Dividing both sides of equation (1) by $\sqrt{3}$, we obtain

$\frac{1}{\sqrt{3}} x+\frac{1}{\sqrt{3}} y+\frac{1}{\sqrt{3}} z=\frac{1}{\sqrt{3}}$                $\ldots(2)$

This equation is of the form lx + my + nz = d, where l, m, n are the direction cosines of normal to the plane and d is the distance of normal from the origin.

Therefore, the direction cosines of the normal are $\frac{1}{\sqrt{3}}, \frac{1}{\sqrt{3}}$, and $\frac{1}{\sqrt{3}}$ and the distance of normal from the origin is $\frac{1}{\sqrt{3}}$ units.

(c) 2x + 3y ­− z = 5 … (1)

The direction ratios of normal are 2, 3, and −1.

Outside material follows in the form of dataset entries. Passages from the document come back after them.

PR #1213, opened 2018-04-26
forEach() handling of async changed to for..of

chimmelb:
Changes to allow `await` to occur in intended/existing `async` functions (not anonymous functions inside `.forEach`)


evantahler:
Thank you!

PR #1214, opened 2018-04-26
Fix routes override on multiple config folders

### LINKED ISSUE #1202: Actions override when working with multiple config/routes.js files
# Actions override when working with multiple `config/routes.js` files
When you run ActionHero with multiple `config` folders, all actions in a duplicated verb (`GET`, `POST`, `PUT`, `DELETE`) among `route.js` files get overridden.

- ActionHero Version: `18.1.3`
- Node.js Version: `8.11.1`
- Operating System: `Windows 10`

# Steps to reproduce your error
- Make a new actionhero project with `npx actionhero generate`
- Create a second `config` folder and define another `route.js` file in there
- On both `route.js` files define a route on the same verb (e.g. `POST`)
- Run ActionHero with: `ACTIONHERO_CONFIG=PATH1,PATH2 npm start`
- Try to consume both of your defined routes (one should return 404)

walbertoibarra:
Fixes #1202


config/routes.js
```diff
@@ -27,6 +27,10 @@ exports['default'] = {
 
       ---------------------- */
 
+      get: [
+        { path: '/api-status', action: 'status' }
+      ]
+
```
evantahler: Please don't check in routes file contents

walbertoibarra: Should I create  2 new config directories instead?

evantahler:
This is great, thank you! This will be part of the v19 release https://github.com/actionhero/actionhero/releases/tag/v19.0.0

$\therefore \sqrt{(2)^{2}+(3)^{2}+(-1)^{2}}=\sqrt{14}$

Dividing both sides of equation (1) by $\sqrt{14}$, we obtain

$\frac{2}{\sqrt{14}} x+\frac{3}{\sqrt{14}} y-\frac{1}{\sqrt{14}} z=\frac{5}{\sqrt{14}}$

This equation is of the form lx + my + nz = d, where l, m, n are the direction cosines of normal to the plane and d is the distance of normal from the origin.

Therefore, the direction cosines of the normal to the plane are $\frac{2}{\sqrt{14}}, \frac{3}{\sqrt{14}}$, and $\frac{-1}{\sqrt{14}}$ and the distance of normal from the origin is $\frac{5}{\sqrt{14}}$ units.

(d) $5 y+8=0$

⇒ 0x − 5y + 0z = 8 … (1)

The direction ratios of normal are 0, −5, and 0.

$\therefore \sqrt{0+(-5)^{2}+0}=5$

Dividing both sides of equation (1) by 5, we obtain

$-y=\frac{8}{5}$

This equation is of the form lx + my + nz = d, where l, m, n are the direction cosines of normal to the plane and d is the distance of normal from the origin.

Therefore, the direction cosines of the normal to the plane are $0,-1$, and 0 and the distance of normal from the origin is $\frac{8}{5}$ units.